Fourth, there is the problem of settlement grain. The issue here is how close we will allow the different parts of our lives to be to one another, how mutually accessible we want our residences, workplaces, shops, public forums, recreation spaces, etc. There would seem to be some benefit in a fine grain of use or mixed-use settlement, where public and private are close to one another, where our different practices are better integrated, where government is a visible part of our landscape. From a rhetorical point of view, this kind of grain would seem to make public discourse less opaque.

Fifth, there is the problem of settlement scale. The issue here is how "human" we make our landscape, how protective we are of our smallness and fragility. As a matter of scale, in other words, we might prefer to limit the intrusion of cars in our social space; to ensure that there is density but not too much; that there is mixed use but not chaos; that there is common territory but also privacy.

Finally, there is the problem of settlement identity. To what extent should we be committed to creating cities and communities that we collectively identify with, that we belong to, whose history we know, that have a soul, the kind of place that, as Lynch (1981) says, leads people to think "I am the resident of no mean city." From a discursive point of view, designers might, in attempting to deal with this issue, contribute to the tendency of rhetors to think more often in the first person plural.

My argument in this paper has been that the design of the built world is always, implicitly or explicitly, the design of the discursive world as well. In this regard, rhetoric and urban planning cannot and should not be neutral towards one another; as if we could talk about discourse without talking about a common world that both brings us together and separates us, or talk about buildings and towns as if they were not part of our social landscape as well. What I hope this project participates in is the development of a shared language among those interested in "good community." As Michael Sorkin (1992) has argued, the effort to reclaim the city is the effort to reclaim democracy itself; and what we may need in that effort is "a return to a more authentic urbanity," a city based on physical proximity, free movement, and a desire for collectivity (p. xv).

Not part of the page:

Issue #15078, opened 2025-02-27
Cannot copy an instance that has snapshots across projects


dmitry-lyfar:
I suspect the issue is that the snapshot was created when the instance had a profile associated. The `--no-profiles` option is ignored. Reproducer:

Notes 1. Whyte (1988) also gives primary place in urban studies to the street; for him, it is "the river of life of the city" (p. 7).

2. See Gordon & Richardson (1997) and Ewing (1997) for an exchange on the benefits and ills of "sprawl."

Works Cited

Alexander, C., Ishikawa, S., & Silverstein, M., (with Jacobson, M., Fiksdahl-King, I., & Angel, S.) (1977). A Pattern Language: Towns, Buildings, Construction. New York: Oxford UP.

Arendt, H. (1958). The Human Condition. Chicago: U of Chicago P.